Vers la production de masse

Les premières communications sur la pénicilline sont toutefois des flops. Fleming présente ses résultats le 13 février 1929 devant le Medical Research Club dans l’indifférence générale, puis publie un article le 10 mai de cette même année dans le British Journal of Experimental Pathology, qui passe inaperçu. Il faut attendre 1938 pour que le pathologiste anglais Howard Florey ainsi que le biochimiste d’origine allemande Ernst Chain reprennent ses travaux. Ils parviennent, en 1940, à isoler et à purifier la pénicilline, mais les quantités obtenues sont minimes et ne suffisent pas à assurer les 2000 litres de filtrat de moisissure nécessaires au traitement d’un malade.
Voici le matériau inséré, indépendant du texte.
PR #3362, opened 2019-10-01
Fix concat bug when concatenating unlabeled dimensions.

dcherian:
This fixes the following behaviour. (downstream issue https://github.com/xgcm/xgcm/issues/154)

```
def test_concat(self, data):
        split_data = [
            data.isel(dim1=slice(3)),
            data.isel(dim1=3), # this wouldn't work on master
            data.isel(dim1=slice(4, None)),
        ]
        assert_identical(data, concat(split_data, "dim1"))
```

### DIFF
--- a/xarray/tests/test_concat.py
+++ b/xarray/tests/test_concat.py
@@ -41,6 +41,9 @@ def test_concat_compat():
     for var in ["has_x", "no_x_y"]:
         assert "y" not in result[var]
 
+    with raises_regex(ValueError, "One or more of the specified variables"):
+        concat([ds1, ds2], dim="q")
+
 
 class TestConcatDataset:
     @pytest.fixture
--- a/xarray/tests/test_concat.py
+++ b/xarray/tests/test_concat.py
@@ -41,8 +41,10 @@ def test_concat_compat():
     for var in ["has_x", "no_x_y"]:
         assert "y" not in result[var]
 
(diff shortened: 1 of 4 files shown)


xarray/tests/test_concat.py
```diff
@@ -41,9 +41,6 @@ def test_concat_compat():
     for var in ["has_x", "no_x_y"]:
         assert "y" not in result[var]
 
-    with raises_regex(ValueError, "'q' is not present in all datasets"):
```
dcherian: This no longer raises a nice error message. I'm not sure what to do in this case: one dataset has a labeled coordinate "q" and the other doesn't have "q" at all. Currently this will error with "ValueError: One or more of the specified variables cannot be found in this dataset" which is fine ( I think)

jbusecke:
Thanks for this quick implementation @dcherian. I will work on implementing testing with the xarray master downstream so we can catch these earlier.

xarray/tests/test_concat.py
max-sixty: Agree—naming it is ideal but that's fine if we can fix it quickly

max-sixty: Can we keep the test which asserts it raises an error though?

dcherian: Done.

max-sixty:
🚀

jhamman:
Thanks @dcherian!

Florey s’adresse alors aux laboratoires pharmaceutiques du Royaume-Uni pour l’aider à produire en masse la pénicilline. Partout la réponse est identique: non. Il faut dire que le pays subit les affres de la Seconde Guerre mondiale et a d’autres préoccupations. Il décide donc de se rendre aux Etats-Unis, en juin 1941. Là-bas, il parvient à convaincre le Northern Regional Research Laboratory à Peoria, dans l’Illinois, de réaliser une culture à grande échelle de Penicillium, tout en démontrant aux industriels de Merck, Pfizer, Squibb et Lederle l’intérêt de la substance. Avec l’entrée en guerre des Etats-Unis en 1941, la pénicilline devient une priorité nationale et le Time Magazine y consacre même son éditorial en 1943.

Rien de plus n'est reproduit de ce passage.